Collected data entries
********
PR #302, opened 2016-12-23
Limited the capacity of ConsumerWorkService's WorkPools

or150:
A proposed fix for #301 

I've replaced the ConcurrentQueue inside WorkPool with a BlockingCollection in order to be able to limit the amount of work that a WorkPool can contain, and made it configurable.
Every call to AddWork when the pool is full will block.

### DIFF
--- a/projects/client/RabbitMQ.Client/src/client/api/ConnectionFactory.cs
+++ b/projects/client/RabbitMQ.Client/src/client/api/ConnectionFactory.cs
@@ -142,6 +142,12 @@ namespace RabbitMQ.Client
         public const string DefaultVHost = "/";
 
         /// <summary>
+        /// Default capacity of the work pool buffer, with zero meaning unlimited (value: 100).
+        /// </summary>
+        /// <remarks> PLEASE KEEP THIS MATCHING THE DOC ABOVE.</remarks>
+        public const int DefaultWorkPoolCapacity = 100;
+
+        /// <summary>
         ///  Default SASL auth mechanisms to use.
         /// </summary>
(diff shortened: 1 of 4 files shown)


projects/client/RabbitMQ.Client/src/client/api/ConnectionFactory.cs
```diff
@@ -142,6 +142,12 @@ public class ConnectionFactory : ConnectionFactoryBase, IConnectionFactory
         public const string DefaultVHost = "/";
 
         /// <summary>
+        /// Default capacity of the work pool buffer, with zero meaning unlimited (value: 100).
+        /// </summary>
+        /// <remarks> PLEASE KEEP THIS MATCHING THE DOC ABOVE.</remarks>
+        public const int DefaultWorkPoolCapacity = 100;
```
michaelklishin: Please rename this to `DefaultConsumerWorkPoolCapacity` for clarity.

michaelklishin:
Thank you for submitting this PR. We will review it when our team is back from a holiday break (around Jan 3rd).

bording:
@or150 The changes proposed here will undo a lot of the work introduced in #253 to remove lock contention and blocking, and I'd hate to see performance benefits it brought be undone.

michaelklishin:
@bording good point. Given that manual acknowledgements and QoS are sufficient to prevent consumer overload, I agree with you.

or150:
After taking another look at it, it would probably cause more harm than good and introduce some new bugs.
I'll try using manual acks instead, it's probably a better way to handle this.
********
- PROBLEM DESCRIPTION
Reproduce, word for word, all of the entries above.

- WORKED SOLUTION
PR #302, opened 2016-12-23
Limited the capacity of ConsumerWorkService's WorkPools

or150:
A proposed fix for #301 

I've replaced the ConcurrentQueue inside WorkPool with a BlockingCollection in order to be able to limit the amount of work that a WorkPool can contain, and made it configurable.
Every call to AddWork when the pool is full will block.

### DIFF
--- a/projects/client/RabbitMQ.Client/src/client/api/ConnectionFactory.cs
+++ b/projects/client/RabbitMQ.Client/src/client/api/ConnectionFactory.cs
@@ -142,6 +142,12 @@ namespace RabbitMQ.Client
         public const string DefaultVHost = "/";
 
         /// <summary>
+        /// Default capacity of the work pool buffer, with zero meaning unlimited (value: 100).
+        /// </summary>
+        /// <remarks> PLEASE KEEP THIS MATCHING THE DOC ABOVE.</remarks>
+        public const int DefaultWorkPoolCapacity = 100;
+
+        /// <summary>
         ///  Default SASL auth mechanisms to use.
         /// </summary>
(diff shortened: 1 of 4 files shown)


projects/client/RabbitMQ.Client/src/client/api/ConnectionFactory.cs
```diff
@@ -142,6 +142,12 @@ public class ConnectionFactory : ConnectionFactoryBase, IConnectionFactory
         public const string DefaultVHost = "/";
 
         /// <summary>
+        /// Default capacity of the work pool buffer, with zero meaning unlimited (value: 100).
+        /// </summary>
+        /// <remarks> PLEASE KEEP THIS MATCHING THE DOC ABOVE.</remarks>
+        public const int DefaultWorkPoolCapacity = 100;
```
michaelklishin: Please rename this to `DefaultConsumerWorkPoolCapacity` for clarity.

michaelklishin:
Thank you for submitting this PR. We will review it when our team is back from a holiday break (around Jan 3rd).

bording:
@or150 The changes proposed here will undo a lot of the work introduced in #253 to remove lock contention and blocking, and I'd hate to see performance benefits it brought be undone.

michaelklishin:
@bording good point. Given that manual acknowledgements and QoS are sufficient to prevent consumer overload, I agree with you.

or150:
After taking another look at it, it would probably cause more harm than good and introduce some new bugs.
I'll try using manual acks instead, it's probably a better way to handle this.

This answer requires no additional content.